Required work: Filter these records by the string "after", copying each line that holds it.

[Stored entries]
== == ==

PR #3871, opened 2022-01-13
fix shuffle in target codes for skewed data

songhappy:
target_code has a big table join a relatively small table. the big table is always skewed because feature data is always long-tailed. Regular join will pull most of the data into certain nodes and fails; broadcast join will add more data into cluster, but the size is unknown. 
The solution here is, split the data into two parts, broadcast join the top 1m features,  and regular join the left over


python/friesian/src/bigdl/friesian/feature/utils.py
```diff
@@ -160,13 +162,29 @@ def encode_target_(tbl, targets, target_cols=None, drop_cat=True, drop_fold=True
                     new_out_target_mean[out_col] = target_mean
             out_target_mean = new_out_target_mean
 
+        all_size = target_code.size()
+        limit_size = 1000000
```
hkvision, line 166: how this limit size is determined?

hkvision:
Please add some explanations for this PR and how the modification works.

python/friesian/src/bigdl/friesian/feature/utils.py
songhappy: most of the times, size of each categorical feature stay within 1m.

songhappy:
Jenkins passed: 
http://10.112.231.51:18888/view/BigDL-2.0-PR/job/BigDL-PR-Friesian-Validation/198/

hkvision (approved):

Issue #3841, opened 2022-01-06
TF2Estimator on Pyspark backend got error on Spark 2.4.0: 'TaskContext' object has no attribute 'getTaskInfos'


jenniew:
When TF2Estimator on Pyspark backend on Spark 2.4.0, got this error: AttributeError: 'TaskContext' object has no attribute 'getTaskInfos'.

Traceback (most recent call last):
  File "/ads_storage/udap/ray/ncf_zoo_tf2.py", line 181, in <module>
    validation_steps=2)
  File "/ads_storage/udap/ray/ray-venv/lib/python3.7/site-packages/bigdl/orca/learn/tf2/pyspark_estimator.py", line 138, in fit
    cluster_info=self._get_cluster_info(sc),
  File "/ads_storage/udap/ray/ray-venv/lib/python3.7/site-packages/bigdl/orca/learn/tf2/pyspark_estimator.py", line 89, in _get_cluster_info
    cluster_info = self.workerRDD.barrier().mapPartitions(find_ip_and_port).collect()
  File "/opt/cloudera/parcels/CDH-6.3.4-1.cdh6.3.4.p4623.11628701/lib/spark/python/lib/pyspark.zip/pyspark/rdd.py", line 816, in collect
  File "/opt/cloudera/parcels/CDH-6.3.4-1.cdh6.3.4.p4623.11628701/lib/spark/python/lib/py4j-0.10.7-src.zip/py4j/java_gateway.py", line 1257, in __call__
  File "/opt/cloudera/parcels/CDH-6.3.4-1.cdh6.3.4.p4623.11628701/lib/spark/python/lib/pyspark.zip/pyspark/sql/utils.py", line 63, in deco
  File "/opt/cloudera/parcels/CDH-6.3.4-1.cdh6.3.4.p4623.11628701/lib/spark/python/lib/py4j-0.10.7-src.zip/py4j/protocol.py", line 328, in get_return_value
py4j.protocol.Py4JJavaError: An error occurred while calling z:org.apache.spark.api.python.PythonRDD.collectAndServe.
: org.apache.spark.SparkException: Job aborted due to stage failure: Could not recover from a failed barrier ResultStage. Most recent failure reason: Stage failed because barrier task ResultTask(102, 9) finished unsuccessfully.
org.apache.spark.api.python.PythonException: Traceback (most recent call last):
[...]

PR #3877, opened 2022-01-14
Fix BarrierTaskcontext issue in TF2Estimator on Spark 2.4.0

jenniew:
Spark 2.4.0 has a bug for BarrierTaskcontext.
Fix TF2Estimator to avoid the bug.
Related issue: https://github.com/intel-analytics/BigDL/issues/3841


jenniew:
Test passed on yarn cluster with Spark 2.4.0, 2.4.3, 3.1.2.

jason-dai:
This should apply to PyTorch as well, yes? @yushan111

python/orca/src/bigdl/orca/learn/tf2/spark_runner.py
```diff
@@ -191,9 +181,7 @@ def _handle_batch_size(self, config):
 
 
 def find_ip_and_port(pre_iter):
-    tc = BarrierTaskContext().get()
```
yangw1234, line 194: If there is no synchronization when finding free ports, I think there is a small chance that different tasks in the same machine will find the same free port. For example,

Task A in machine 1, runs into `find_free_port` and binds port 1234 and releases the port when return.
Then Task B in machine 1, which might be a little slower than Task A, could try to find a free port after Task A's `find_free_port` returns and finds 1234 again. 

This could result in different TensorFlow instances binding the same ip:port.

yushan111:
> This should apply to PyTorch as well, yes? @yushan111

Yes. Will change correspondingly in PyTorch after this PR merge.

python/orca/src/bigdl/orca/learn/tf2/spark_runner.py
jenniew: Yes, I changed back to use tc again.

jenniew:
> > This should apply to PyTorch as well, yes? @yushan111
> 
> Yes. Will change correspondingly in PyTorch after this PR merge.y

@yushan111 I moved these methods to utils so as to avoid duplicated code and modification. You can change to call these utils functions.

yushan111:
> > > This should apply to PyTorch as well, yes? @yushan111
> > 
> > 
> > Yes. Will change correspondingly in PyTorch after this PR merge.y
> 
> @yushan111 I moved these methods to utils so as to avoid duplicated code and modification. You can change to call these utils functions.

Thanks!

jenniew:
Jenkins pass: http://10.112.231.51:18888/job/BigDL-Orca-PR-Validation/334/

== == ==

Solved problem:
Then Task B in machine 1, which might be a little slower than Task A, could try to find a free port after Task A's `find_free_port` returns and finds 1234 again. 
Yes. Will change correspondingly in PyTorch after this PR merge.
> Yes. Will change correspondingly in PyTorch after this PR merge.y
> > Yes. Will change correspondingly in PyTorch after this PR merge.y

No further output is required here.